Try it: In the listing beneath this line, copy exactly the lines starting with the one containing "### LINKED ISSUE" and going on through the one containing "QuestDB already has".

== Segment start ==

PR #7348, opened 2026-07-02
perf(sql): stream ordered UNION ALL without sorting

### LINKED ISSUE #7339: perf(sql): add order-preserving UNION ALL for timestamp streams
`UNION ALL` currently concatenates its input cursors. This is lazy and cheap, but it destroys global timestamp ordering even when every branch is already scanning in the same timestamp order.

That prevents downstream operators from using streaming/time-series paths. For example:

```sql
SELECT
  first_value(value) OVER (PARTITION BY symbol ORDER BY timestamp)
FROM (
  SELECT ... FROM t WHERE ...
  UNION ALL
  SELECT ... FROM t WHERE ...
);
```

Each branch may be ordered by `timestamp`, but concat produces:

```text
all branch A rows, then all branch B rows, ...
```

rather than one globally ordered timestamp stream. The window planner cannot prove that the input satisfies `ORDER BY timestamp`, so it falls back to `CachedWindow` and materializes the input.

We should add a merge-style physical operator:

```text
MergeUnionAll order=[timestamp ASC|DESC]
  branch A ordered by timestamp
  branch B ordered by timestamp
  ...
```

The existing concat `UnionAll` should remain the default. `MergeUnionAll` should only be selected when:

1. every branch can provide the requested timestamp order, and
2. a downstream operator benefits from preserving that order.

QuestDB already has ordering advice / scan-direction plumbing, which may be enough for explicit `ORDER BY timestamp` cases. Ordered windows need extra care: the useful order demand can come from `OVER (ORDER BY timestamp)`, not from a model-level `ORDER BY`, and today the window planner generates the base before deciding whether `CachedWindow` is needed.

`MergeUnionAll` must preserve `UNION ALL` multiplicity. Equal timestamp peer ordering does not need to match concat order; if the query only orders by `timestamp`, peers are under-specified. The operator can use a deterministic internal tie-breaker without advertising it as SQL-visible ordering.

Initial scope can be narrow: designated timestamp ASC/DESC, binary union first, then follow up with true N-way merge / nested `UNION ALL` flattening.

brunocalza:
## Summary
Closes https://github.com/questdb/questdb/issues/7339

Adds a new physical operator `MergeUnionAll` in certain cases that may benefit from it. Read the issue to understand the context better. 

## High-level Implementation
All changes have the aim of helping us pick the new `MergeUnionAll` operator over `UnionAll`, in the following case:

1. Union branches are in a mergeable shape
2. Downstream consumer is asking for the same order

We've broken the implementation into parts:

**Part I: Implement `MergeUnionAllRecordCursor` and `MergeUnionAllRecordCursorFactory`**
Straightforward 2-way merge implementation

**Part II: Add a check in `SqlCodeGenerator` at `SET_OPERATION_UNION_ALL`**

A helper private method `canMergeUnionAll` decides if we go with `MergeUnionAll` or `UnionAll`. It checks:
- whether union branches have designated timestamps of the same type
- whether union branches have the same scan direction
- whether a timestamp order was requested and whether it matches the scan direction

**Part III: Change the `SqlOptimiser` to advice on the window's OVER order-by**
We change the `optimiseOrderBy` method to

1. Capture the window's OVER order-by and inject it as model advice
2. Pushdown of order-by advice to UNION-ALLs

## Implementation Reasoning
There's a reason why we went with the above implementation, especially **Part III**. Theoretically, we do not need **Part III**. But some findings led us to that route. First, we need a pass to capture the window's OVER order-by information because that is not present in the model order-by advice. That place does not need to be in the optimizer, but it turned out to be a good place. 

Some odd behaviors on UNIONs scan orders were found:
```bash
EXPLAIN (SELECT * FROM core_price ORDER BY timestamp DESC)
UNION ALL (SELECT * FROM core_price ORDER by timestamp DESC)
ORDER BY timestamp DESC;

Encode sort
  keys: [timestamp desc]
    Union All
        PageFrame
            Row backward scan
            Frame backward scan on: core_price
        PageFrame
            Row forward scan
            Frame forward scan on: core_price
```

We have explicit inner and outer order-bys and still we get a forward scan on the second branch. Something inside the optimizer ignores those order-bys. That means, if we only check for scan directions to decide on the `MergeUnionAll`, we may never see the `MergeUnionAll`, because of that odd behavior. 

So we opted to push down order-by advice to UNION-ALLs branches, so they behave uniformly and consistently. Since we are already pushing down order-by advice, it becomes convenient to push down, as well, any window's OVER order-by that we may have. 

By doing those changes in the optimizer, we have a uniform way of dealing with non-windowed and windowed cases. 

## Cases covered

| Query                                                                 | Plan                              |
| --------------------------------------------------------------------- | --------------------------------- |
| `(a) UNION ALL (b) ORDER BY ts` / `ts DESC`                           | `Union All Merge`, no sort        |
| chained `a UNION ALL b UNION ALL c ORDER BY ts [DESC]`                | nested `Union All Merge`, no sort |
| inner/nested unions (left/right grouped, union in a subquery branch)  | nested `Union All Merge`          |
| window `OVER (ORDER BY ts [DESC])` over union                         | `Window` + `Union All Merge`      |
| window `OVER (PARTITION BY sym ORDER BY ts)` over union (symbol/cast) | `Window` + `Union All Merge`      |
| union with no ts order requested                                      | concat `Union All` (unchanged)    |
| ts-type/precision mismatch across branches                            | concat + `Sort` (declined)        |
## Review orientation
- Review each one of those parts separately and how they fit together to build the entire solution
- Review tests
- Review benchmark
## Testing
- `core/.../griffin/MergeUnionAllTest.java` tests the new code
- Regression clean 
- A bunch of cases manually tested. Check the appendix section.

### Union All Merge vs Union All + Sort
|rows/branch|`mergeFullScan`|`sortFullScan`|full-scan speedup|`mergeLimit10`|`sortLimit10`|limit-10 speedup|
|---|---|---|---|---|---|---|
|100k|3.33|28.09|8.4×|0.004|20.95|~5,200×|
|1M|33.47|261.37|7.8×|0.003|237.56|~79,000×|
|5M|143.40|1304.07|9.1×|0.004|1228.00|~307,000×|

### Streaming Window vs Materializing `CachedWindow` 
|rows/branch|`windowFullScan`|`cachedWindowFullScan`|full-scan speedup|`windowLimit10`|`cachedWindowLimit10`|limit-10 speedup|
|---|---|---|---|---|---|---|
|100k|5.28|25.56|4.8×|0.004|23.67|~5,900×|
|1M|54.48|201.74|3.7×|0.004|191.99|~48,000×|
|5M|233.30|1179.30|5.1×|0.005|1188.50|~238,000×|

## Potential Follow-Ups
I'd keep the scope of this work narrow. Here are some potential follow-ups:
### Timestamp required queries
Timestamp required queries can benefit from `MergeUnionAll`. Right now, the following queries fail because `UNION ALL` removes the timestamp, but if `MergeUnionAll` is leveraged on them, they can be run:

```sql
-- SAMPLE BY
SELECT ts, sum(px) FROM ((SELECT * FROM a) UNION ALL (SELECT * FROM b)) SAMPLE BY 2s;

-- ASOF JOIN, union as master                                          
SELECT t.sym, t.px, q.bid FROM ((SELECT * FROM a) UNION ALL (SELECT * FROM b)) t ASOF JOIN q ON (sym);
                     
-- LT JOIN
SELECT t.sym, t.px, q.bid FROM ((SELECT * FROM a) UNION ALL (SELECT * FROM b)) t LT JOIN q ON (sym);
                             
-- SPLICE JOIN
SELECT t.sym, t.px, q.bid
FROM ((SELECT * FROM a) UNION ALL (SELECT * FROM b)) t
SPLICE JOIN q ON (sym);             
```
### N-way merge
We currently nest multiple 2-way merges. A single N-way merge operator would give a better performance. 
### Timestamp precision normalization
If UNION branches disagree on timestamp precision, we don't pick `MergeUnionAll`. We could normalize the precision so they can be compared. 
## Appendix
Some queries for manual testing and investigation

```sql
CREATE TABLE a (sym SYMBOL, px DOUBLE, ts TIMESTAMP) TIMESTAMP(ts) PARTITION BY DAY;
CREATE TABLE b (sym SYMBOL, px DOUBLE, ts TIMESTAMP) TIMESTAMP(ts) PARTITION BY DAY;                                                

INSERT INTO a VALUES
  ('AAPL', 10.0, '2024-01-01T00:00:01.000000Z'),
  ('MSFT', 11.0, '2024-01-01T00:00:03.000000Z'),
  ('AAPL', 12.0, '2024-01-01T00:00:05.000000Z'),
  ('MSFT', 13.0, '2024-01-01T00:00:07.000000Z'),
  ('AAPL', 14.0, '2024-01-02T00:00:01.000000Z'),
  ('MSFT', 15.0, '2024-01-02T00:00:09.000000Z');                                               
INSERT INTO b VALUES
  ('AAPL', 20.0, '2024-01-01T00:00:02.000000Z'),
  ('MSFT', 21.0, '2024-01-01T00:00:04.000000Z'),
  ('AAPL', 22.0, '2024-01-01T00:00:05.000000Z'),
  ('MSFT', 23.0, '2024-01-01T00:00:06.000000Z'),
  ('AAPL', 24.0, '2024-01-02T00:00:03.000000Z'),
  ('MSFT', 25.0, '2024-01-02T00:00:09.000000Z');

-- 1. Explicit ORDER BY. The outer order-by wins over inner order-bys
EXPLAIN (SELECT * FROM a) UNION ALL (SELECT * FROM b) ORDER BY ts;

EXPLAIN (SELECT * FROM a) UNION ALL (SELECT * FROM b) ORDER BY ts DESC;

-- 2. No explicit outer ORDER BY, defaults to UNION ALL
EXPLAIN (a ORDER BY ts DESC) UNION ALL (b ORDER BY ts DESC);

-- 3. Implicit ORDER BY via windowed OVER
EXPLAIN SELECT sym, px, first_value(px) OVER (PARTITION BY sym ORDER BY ts) FROM ((SELECT * FROM a) UNION ALL (SELECT * FROM b));

EXPLAIN SELECT sym, px, first_value(px) OVER (PARTITION BY sym ORDER BY ts DESC) FROM ((SELECT * FROM a ORDER BY ts DESC) UNION ALL (SELECT * FROM b ORDER BY ts DESC));
       
--- 4. Nested
EXPLAIN a UNION ALL b UNION ALL A ORDER BY ts DESC;

```


bluestreak01:
@brunocalza one gap from review before merge: **no test exercises the cast-required merge path**.

All 16 tests in `MergeUnionAllTest` use identical-type columns, so `castIsRequired == false` in every case. That means the `UnionCastRecord` branch of `MergeUnionAllRecordCursor` and the `widenSetMetadata` / `generateCastFunctions` branch of `generateSetFactory` (`SqlCodeGenerator.java:10058-10066`) are never covered. This is the path most likely to hide a bug, because the merge reads the **raw** record timestamp (`recordA.getLong(timestampIndex)`) while the other columns flow through cast functions.

I verified manually that it currently works (asc and desc), but there is no regression guard. Could you add a test with a widened non-timestamp column, e.g.:

```sql
create table a (px int, ts timestamp) timestamp(ts) partition by day;
create table b (px double, ts timestamp) timestamp(ts) partition by day;
-- (select * from a) union all (select * from b) order by ts   -> Union All Merge, px widened to double
```

Assert both `order by ts` and `order by ts desc`, checking `.withPlanContaining("Union All Merge")` and the widened `px` values via `.returns(...)`.

brunocalza:
Thanks @bluestreak01, pushed another commit with the test

bluestreak01 (approved):

bluestreak01 (changes requested):
@brunocalza — deep re-review of this PR. The merge operator itself is correct and the two scariest hypotheses turned out to be false alarms (details at the bottom), but there's a hot-path inefficiency and a strictly-worse `calculateSize`, plus a few untested edges the change introduces. Since this is a `perf(sql)` PR, those cross the "best known algorithm + prove the new behavior" bar, so I'm requesting changes rather than nit-approving.

## Must fix (all small, all in this PR)

### 1. `MergeUnionAllRecordCursor.calculateSize()` is strictly worse than the default it overrides
`MergeUnionAllRecordCursor.java:63-72`. The override drains via `while (hasNext()) counter.inc()`, which (a) drops the per-row `circuitBreaker.statefulThrowExceptionIfTripped()` the `RecordCursor` default performs, and (b) pays the full per-row merge comparison cost to produce a count that is order-independent (`countA + countB`). The concat sibling delegates to the branches and keeps both properties. This path is reached on filtered unions via pgwire/REST `count`. Suggested fix restores the breaker *and* the O(frames) fast path:
```java
@Override
public void calculateSize(SqlExecutionCircuitBreaker circuitBreaker, Counter counter) {
    if (!isStarted) { // fresh cursor: nothing buffered, branch fast paths + breaker are exact
        cursorA.calculateSize(circuitBreaker, counter);
        cursorB.calculateSize(circuitBreaker, counter);
        return;
    }
    while (hasNext()) { counter.inc(); } // mid-iteration fallback (callers toTop() first, so unused today)
}
```

### 2. `hasNext()` re-reads BOTH branch timestamps every row
`MergeUnionAllRecordCursor.java:88-96`. Each `hasNext()` advances exactly one leg, so the other leg's buffered timestamp is unchanged — re-reading it is a wasted virtual `getLong` on the merge's innermost loop, in exactly the fully-interleaved case the benchmark is built around. Cache `tsA`/`tsB` in fields and refresh only the advanced leg (correctness holds through ties). Roughly halves the per-row timestamp reads.

### 3. Missing tests for behavior this PR introduces
- **Timestamp-preservation contract** — the headline change is that `MergeUnionAll` preserves the designated timestamp (concat stripped it), which is what newly enables SAMPLE BY / ASOF-LT-SPLICE-as-master over a union. It's asserted only indirectly in `SqlOptimiserTest`; a regression that dropped `setTimestampIndex` but kept row order would pass every `MergeUnionAllTest`. Add a `MergeUnionAllTest` case that projects `ts` and pins `.timestamp("ts")`.
- **Empty branch** — no test has a 0-row branch, so the `hasNext()` terminal transitions (`!isStarted` with one branch empty, final `return false`) are unexercised.
- **LIMIT-in-branch invariant** — safe today (verified below), but load-bearing on model wrapping; one `(a) union all (b limit 3) order by ts desc` test with `.returns(...)` locks it cheaply.
- Cancellation behavior of the `calculateSize` path from item 1.

## Minor
- `withPlanNotContaining("Sort")` at `MergeUnionAllTest.java:127,172,195` never matches the actual `Encode sort` node (`Chars.contains` is case-sensitive), so the token asserts nothing — use `"Encode sort"` like the sibling tests. Harmless in practice only because `.noRandomAccess()` independently catches a stacked encoded sort, but `testExplicitOrderByTsMergesAndElidesSort` should say what it means.
- `MergeUnionAllRecordCursorFactory.getOperation():87` is missing `@Override`.
- `MergeUnionAllBenchmark` `@Param` numbers could use `_` separators.

## Behavioral notes worth a line in the description
- Window-over-union with no explicit outer `ORDER BY` now emits ts-merged order instead of concat order (SQL-legal, values unchanged, but observable).
- `canMergeUnionAll` trusts `getScanDirection()` + ts-index to reflect emission order without requiring the optimiser push-down ran — same invariant the existing sort-elision relies on, but load-bearing across two files; an assert-build order check at branch boundaries would harden it.

## Verified safe (so you don't have to re-chase these)
I built the branch and probed a running engine:
- **LIMIT in a branch does not change its result set.** For `(a) union all (b limit 3) order by ts desc`, the injected `Encode sort` lands *above* the branch `Limit take-rows:3` (limit-then-sort), so `b` keeps its first-3 storage rows. `pushTimestampOrderIntoUnionBranches` mutates the branch wrapper model, so the order can't sink below the limit. A one-line code comment stating this invariant would help. The missing `getLimitLo()` check is not a bug.
- **DESC ROWS-frame window over a merged union is not wrong.** All-ties DESC rows-frame returns identical output to the equivalent single-table query; any intra-tie ordering difference is SQL-unspecified.
- Tie rule (A-before-B, both directions), cast-required path (raw ts read is safe because the ts column type must match), chained/nested merges, and resource cleanup on error paths are all correct.

Coverage map: 13 behavioral changes, 10 tested, 3 untested (empty branch, LIMIT invariant, calculateSize cancellation). No correctness/leak/concurrency blocker — the requested changes are the two hot-path fixes plus the missing tests.

brunocalza:
Thanks for reviewing. @bluestreak01, I pushed a new commit with
- re-implementation calculateSize for a fast path when the cursor hasn't started yet
- caching of `tsA` and `tsB` on `hasNext`
- new tests as proposed by review

bluestreak01 (approved):
Reviewing PR #7348 at level 3.

### Critical
None.

### Moderate
None.

### Minor
None.

### Adjacent findings
None.

### Coverage map
Test gate: **pass**. Admitted coverage gaps: **0**.

Validation:
- `MergeUnionAllTest` and `SqlOptimiserTest`: 213 tests passed.
- `UnionTest`: 50 tests passed.
- `git diff --check`: passed.
- PR CI checks: passing.
- Head/base probes confirmed outer-order barriers, staged N-way cast widening, and CTAS timestamp metadata.

### Summary
- **Verdict: approve**
- Correctness gate: pass.
- Severity distribution: Critical 0, Moderate 0, Minor 0.
- Attribution: in-diff 0; out-of-diff-breakage 0.
- Submodule provenance: no submodule pointers changed.
- Metadata: title and labels match the SQL performance scope.

Tradeoff: an ordered nested union may now preserve timestamp order through an otherwise unordered outer `UNION ALL`, changing unspecified output order while avoiding sorting. No SQL contract or user-visible regression was found.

== Segment end ==

Your response:
### LINKED ISSUE #7339: perf(sql): add order-preserving UNION ALL for timestamp streams
`UNION ALL` currently concatenates its input cursors. This is lazy and cheap, but it destroys global timestamp ordering even when every branch is already scanning in the same timestamp order.

That prevents downstream operators from using streaming/time-series paths. For example:

```sql
SELECT
  first_value(value) OVER (PARTITION BY symbol ORDER BY timestamp)
FROM (
  SELECT ... FROM t WHERE ...
  UNION ALL
  SELECT ... FROM t WHERE ...
);
```

Each branch may be ordered by `timestamp`, but concat produces:

```text
all branch A rows, then all branch B rows, ...
```

rather than one globally ordered timestamp stream. The window planner cannot prove that the input satisfies `ORDER BY timestamp`, so it falls back to `CachedWindow` and materializes the input.

We should add a merge-style physical operator:

```text
MergeUnionAll order=[timestamp ASC|DESC]
  branch A ordered by timestamp
  branch B ordered by timestamp
  ...
```

The existing concat `UnionAll` should remain the default. `MergeUnionAll` should only be selected when:

1. every branch can provide the requested timestamp order, and
2. a downstream operator benefits from preserving that order.

QuestDB already has ordering advice / scan-direction plumbing, which may be enough for explicit `ORDER BY timestamp` cases. Ordered windows need extra care: the useful order demand can come from `OVER (ORDER BY timestamp)`, not from a model-level `ORDER BY`, and today the window planner generates the base before deciding whether `CachedWindow` is needed.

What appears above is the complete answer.